How the police can access your digital communications at a protest

The police can access your digital communications. Learn how to limit the risk.

Key points
  • Your digital communications are stored across a variety of locations, including on locally on your device, on a service provider’s systems or by your network provider.
  • The police can gain access to your data through mobile phone extraction, device hacking, cloud extraction or social media intelligence.
  • Limiting the risk of your data sharing starts by controlling the amount and type of information you share.
woman smiling at phone graphic

Where are my communications stored?

  • Text messages/phone calls: Traditional cellphone communications happen over the cellular network. You usually access those with the text message and phone call apps that are provided as standard on your phone. While phone calls aren’t stored anywhere, text messages are stored locally on your and the recipient’s devices. They might also be temporarily stored by the network provider.
  • Messaging apps: Messaging platforms enable fairly secure communication over the internet. Depending on the app you use, your messages might be stored locally on your and the recipient’s phone, on the service provider’s systems, and potentially online too. Some messaging apps also offer backup solutions which will be stored either online or locally. Different messaging apps also rely on different protocols, which means that some messaging apps are more at risk of interception than others.
  • Social networks: Except in rare cases of decentralised/self-hosted systems, your communications on social networking apps will be stored by the service providers.

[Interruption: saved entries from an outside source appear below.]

PR #1680, opened 2017-04-10
Speed up TnT tagger; improve FreqDist and ConditionalFreqDist

vthorsteinsson:
The current implementations of FreqDist and ConditionalFreqDist in probability.py have member functions called N() that return a count of the samples in the distribution. These functions are quite inefficient as they perform a sum each time over the contained sample buckets. In typical cases, for instance during POS tagging, these sums can loop over tens or hundreds of thousands of buckets for every call to N(). To add insult to injury, the FreqDist.freq() function unnecessarily calls N() twice.

This PR adds a function freeze_N() to FreqDist and ConditionalFreqDist. The function evaluates N() and then caches or memoizes it by replacing the self.N() function with a lambda that simply returns the memoized value, making subsequent calls to N() very fast. After freeze_N() has been called on a frequency distribution object, no further samples should be added to that object.

The PR modifies the nltk.tag.tnt.TnT class to call freeze_N() after training and before POS tagging commences, and serves as an example of how this functionality can be used.

With this PR applied, the **execution time of the nltk.tag.tnt.demo() function drops from 183 seconds to 107 seconds** on my Debian box, a speedup of ~70%. I have verified by profiling that the time saved was almost all previously spent in the N() function of FreqDist and ConditionalFreqDist. Test results are otherwise unaffected.

The PR also includes minor clean up of the main tagging loop of the TnT tagger.

### DIFF
--- a/AUTHORS.md
+++ b/AUTHORS.md
@@ -209,6 +209,7 @@
 - Prasasto Adi
 - Safwan Kamarrudin
 - Arthur Tilley
+- Vilhjalmur Thorsteinsson
 
 ## Others whose work we've taken and included in NLTK, but who didn't directly contribute it:
 ### Contributors to the Porter Stemmer
--- a/nltk/probability.py
+++ b/nltk/probability.py
@@ -116,6 +116,17 @@ class FreqDist(Counter):
         """
         return sum(self.values())
 
+    def freeze_N(self):
+        """
+        Set N permanently to its current value, making subsequent
+        calls to ``FreqDist.N()`` much faster. Use this for instance
+        after training a tagger, but before running it. After calling
+        ``FreqDist.freeze_N()``, no more samples should be added to the
+        FreqDist object.
+        """
+        n = self.N()
+        self.N = lambda: n
+
     def B(self):
         """
         Return the total number of sample values (or "bins") that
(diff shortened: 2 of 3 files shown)


stevenbird:
Thanks for this @vthorsteinsson – great idea. I would like to discuss an alternative implementation where the value is cached, but this cached value is flagged as stale by any operations that modify the number of samples in the frequency distribution. Then, when `N()` is called, the flag is checked, and only if it is stale is the sum performed, and then the flag is unset.

Then we can avoid (a) changing the API, and (b) requiring users to follow the discipline of not modifying a distribution once `freeze_N()` is called.

vthorsteinsson:
Here is an updated and improved PR per your suggestion @stevenbird. It adds a cached _N member of FreqDist which is invalidated (set to `None`) whenever the contents of the FreqDist may have been changed, i.e. in `__setitem__`, `__delitem__`, `update()` and `setdefault()` (these are the cases you need to cover for updating a dict or defaultdict). The _N value is cached whenever `N()` is called and reused on the next call unless invalidated. With this, `freeze_N()` is no longer needed and the external API of FreqDist is kept unchanged. Also, ConditionalFreqDist has been reverted to its original form as calculating `N()` there is much less expensive and gains implicitly from the caching in FreqDist. The calls to `freeze_N()` have likewise been removed from the TnT tagger as they are no longer necessary.

With this PR applied as it is now, the `nltk.tag.tnt.demo2()` function goes from **112.8** seconds down to **65.8** on my computer. All other clients of FreqDist should automatically benefit from this. The drawback is slightly more overhead on each FreqDist update, but in typical use cases much faster frequency queries far outweigh the slightly slower updates.

stevenbird:
Thanks @vthorsteinsson!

How can my communications be accessed by the police?

There are a few ways the police can gain access to this data, depending on where you have it stored:

  • Accessing the communications stored on your phone (such as your conversations in a text messaging app) can be done through a ‘mobile phone extraction’ device, which can be connected to your phone to download all the data stored on it.
  • Such access may also be possible with device hacking, a technique which may not require physical access to your phone.
  • If your communications rely on a service provider or a social network (such as Messenger, Telegram, Instagram, TikTok), the police can gain access through ‘cloud extraction’ technologies, without your consent or knowledge. The same technique can be used to access backups of your communication (e.g: WhatsApp backups on Google Drive/iCloud).
  • If some of your communications on social networks are public (e.g. shared on an open Facebook group), the police can also use Social Media Intelligence (SOCMINT) tools to access them.
  • Your text messages and phone calls can be intercepted, recorded and interfered with by the police using an ‘IMSI catcher’, a device deployed to track all mobile phones switched on and connected to the network in a specific area.
  • Your text messages can also be accessed through a legal process targeting your service provider. Similar legal processes can be used to request data from companies that might host your communications (e.g.: Facebook).

How to limit the risk of your communications being accessed

  • Limiting the risks starts with controlling the amount and type of information you share, with whom and through which medium.
  • When sharing very sensitive information, consider meeting in person.
  • If meeting in person is not an option, given the low security of cellular networks, consider the use of secure channels such as end-to-end encrypted messaging apps to share sensitive information.
  • But do bear in mind that if you use cloud backup for any of your messaging apps, the content could still be accessed using cloud extraction tools.
  • Verify the identity of protestors you are communicating with through a different communications channel (e.g. messaging them on another platform, or over encrypted email, or over a voice or video call).